Help with dict and iter

[mattia]

Il Sun, 29 Mar 2009 11:17:50 -0400, andrew cooke ha scritto:

> mattia wrote:
>> Hi all, I a list of jobs and each job has to be processed in a
>> particular order by a list of machines.
>> A simple representation is:
>> # Ordering of machines
>> JOB1 = [3, 1, 2, 4]
>> JOB2 = [2, 3, 1, 4]
>> JOBS = [JOB1, JOB2]
>> NJOBS = len(JOBS)
>> Now, I have a list of jobs and I want to have the associated list of
>> machines, e.g:
>> [JOB1, JOB1, JOB2] --> [3, 1, 2]
>> My original idea was to have a dict with associated the job number and
>> an iterator associated by the list of machines: job_machine =
>> dict((x+1, iter(JOBS[x])) for x in range(NJOBS)) Now, something like:
>> for x in job_list:
>>     print(next(job_machine[x]))
>> Works good, but imagine I have a list of job_list, now obviously I have
>> a StopIteration exception after the
>> first list.

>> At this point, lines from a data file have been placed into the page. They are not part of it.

PR #15541, opened 2024-01-24
Add link to create a New Image to the main page

eduardoj:
Some users aren't aware OBS can be used to create images. They only see this link when they enter a project page.

Screenshot from 2024-01-24 16-31-05_with_box


danidoni:
Is this something you detected from a private conversation, the IRC channel...? Just to add a bit of context where this comes from ...

ncounter (approved):

PR #15542, opened 2024-01-24
List all comments for a specific user

danidoni:
We're rendering the comments in a new tab under the user profile, alongside the involvement and the activity.

image

### DIFF
--- a/src/api/app/components/bs_request_comment_component.html.haml
+++ b/src/api/app/components/bs_request_comment_component.html.haml
@@ -1,6 +1,7 @@
 .d-flex.mt-3.align-items-start
-  %i{ title: 'Comment', class: "fas fa-lg fa-comment #{ level > 1 ? 'd-none' : '' }" }
-  = render(AvatarComponent.new(name: comment.user.name, email: comment.user.email, size: 35, shape: :circle, custom_css: 'avatars-counter'))
+  - unless @nodecoration
+    %i{ title: 'Comment', class: "fas fa-lg fa-comment #{ level > 1 ? 'd-none' : '' }" }
+    = render(AvatarComponent.new(name: comment.user.name, email: comment.user.email, size: 35, shape: :circle, custom_css: 'avatars-counter'))
   .timeline-item-comment.ms-0.flex-fill.overflow-auto
     .comment-bubble.ms-3
       - if policy(comment).update? || policy(comment).destroy?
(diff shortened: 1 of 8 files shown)


src/api/app/views/webui/user/_comments.html.haml
```diff
@@ -0,0 +1,4 @@
+.card.mb-3
+  .card-body
+    - comments.each do |comment|
+      = render BsRequestCommentComponent.new(comment: comment, level: 1, commentable: comment.commentable, nodecoration: true)
```
danidoni, line 4: I wanted to refactor this component and use only the part that renders the comment bubble, but it's rapidly becoming a rabbit hole, so I'll do it in a follow up

src/api/app/components/bs_request_comment_component.html.haml
```diff
@@ -1,6 +1,7 @@
 .d-flex.mt-3.align-items-start
-  %i{ title: 'Comment', class: "fas fa-lg fa-comment #{ level > 1 ? 'd-none' : '' }" }
-  = render(AvatarComponent.new(name: comment.user.name, email: comment.user.email, size: 35, shape: :circle, custom_css: 'avatars-counter'))
+  - unless @nodecoration
```
danidoni, line 2: I don't like the idea of customizing view components using specific corner-case parameters, and the View Components documentation states that [using inheritance](https://viewcomponent.org/viewcomponents-at-github.html#avoid-inheritance) (to develop a version of this View Component for a specific case) is not recommended, so any other ideas would be very welcome...

src/api/app/components/bs_request_comment_component.html.haml
```diff
@@ -1,6 +1,7 @@
...
+    %i{ title: 'Comment', class: "fas fa-lg fa-comment #{ level > 1 ? 'd-none' : '' }" }
+    = render(AvatarComponent.new(name: comment.user.name, email: comment.user.email, size: 35, shape: :circle, custom_css: 'avatars-counter'))
   .timeline-item-comment.ms-0.flex-fill.overflow-auto
     .comment-bubble.ms-3
```
danidoni, line 6: I was playing with the idea of extracting the "comment bubble" in #15553

src/api/app/views/webui/user/_comments.html.haml
rubhanazeem: We really need to do something about this partial. This one place is used for all the comments (bs_request/request timeline/project/packages). Some of these places have different use-case and can't keep using the same partial everywhere

src/api/app/components/bs_request_comment_component.html.haml
rubhanazeem: What is the purpose of this `@nodecoration`?

src/api/app/views/webui/user/_comments.html.haml
danidoni: Let's see if I can do something with https://github.com/openSUSE/open-build-service/pull/15542#pullrequestreview-1853186851

src/api/app/components/bs_request_comment_component.html.haml
danidoni: The `@nodecoration` removes the user avatar and the username, because we already know who the user is. That way we can reclaim some space

danidoni: This are the things that are removed 
image

rubhanazeem (approved):

PR #15547, opened 2024-01-25
[api] Fix crash on package removal

adrianschroeter:
Any token still might exist and they need to be cleaned up. Otherwise we run into a database constraint error.

Discovered by osc test suite.


adrianschroeter:
@dmach this should fix your issue, but it is untested atm.

hennevogel (approved):
review by commit

PR #15548, opened 2024-01-25
Fix colouring for footer text

mdeniz:
Before it was coloured based on the light theme but we need it to adapt to each theme. On the dark theme the text was too dark and made difficult to read.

So, I'm looking for a way to "reset" the next() value every
>> time i complete the scan of a list.
> 
> don't you just want to have a new job machine?
> 
> for job_list in job_list_list:
>   job_machine = dict((x+1, iter(JOBS[x])) for x in range(NJOBS)) for x
>   in job_list:
>     print(next(job_machine[x]))
> 
> you can certainly write a generator that resets itself - i've done it by
> adding a special reset exception and then using generator.throw(Reset())
> - but it's a lot more complicated and i don't think you need it.  if you
> do, you need to look at writing generators explicitly using yield, and
> then at "enhanced generators" for using throw().
> 
> andrew

Well, you are right, just creating every time a new dict is a good 
solution, I was just adding complexity to a simple problem, thanks.